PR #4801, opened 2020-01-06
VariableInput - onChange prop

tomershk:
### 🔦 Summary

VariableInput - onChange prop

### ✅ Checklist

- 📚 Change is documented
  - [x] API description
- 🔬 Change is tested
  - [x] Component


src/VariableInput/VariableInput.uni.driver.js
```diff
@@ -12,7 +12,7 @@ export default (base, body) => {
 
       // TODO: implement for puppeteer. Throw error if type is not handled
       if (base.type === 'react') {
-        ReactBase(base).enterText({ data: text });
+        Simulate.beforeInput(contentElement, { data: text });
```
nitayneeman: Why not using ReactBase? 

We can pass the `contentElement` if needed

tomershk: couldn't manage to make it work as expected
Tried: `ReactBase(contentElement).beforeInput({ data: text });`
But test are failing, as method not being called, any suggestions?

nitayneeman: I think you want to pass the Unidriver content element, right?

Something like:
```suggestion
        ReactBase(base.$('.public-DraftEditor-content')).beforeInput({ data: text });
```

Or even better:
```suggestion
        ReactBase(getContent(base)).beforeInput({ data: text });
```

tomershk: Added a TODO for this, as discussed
• • •
- Problem requirements: Every line of the material is to be transcribed exactly.

- Result of the exercise:
PR #4801, opened 2020-01-06
VariableInput - onChange prop

tomershk:
### 🔦 Summary

VariableInput - onChange prop

### ✅ Checklist

- 📚 Change is documented
  - [x] API description
- 🔬 Change is tested
  - [x] Component


src/VariableInput/VariableInput.uni.driver.js
```diff
@@ -12,7 +12,7 @@ export default (base, body) => {
 
       // TODO: implement for puppeteer. Throw error if type is not handled
       if (base.type === 'react') {
-        ReactBase(base).enterText({ data: text });
+        Simulate.beforeInput(contentElement, { data: text });
```
nitayneeman: Why not using ReactBase? 

We can pass the `contentElement` if needed

tomershk: couldn't manage to make it work as expected
Tried: `ReactBase(contentElement).beforeInput({ data: text });`
But test are failing, as method not being called, any suggestions?

nitayneeman: I think you want to pass the Unidriver content element, right?

Something like:
```suggestion
        ReactBase(base.$('.public-DraftEditor-content')).beforeInput({ data: text });
```

Or even better:
```suggestion
        ReactBase(getContent(base)).beforeInput({ data: text });
```

tomershk: Added a TODO for this, as discussed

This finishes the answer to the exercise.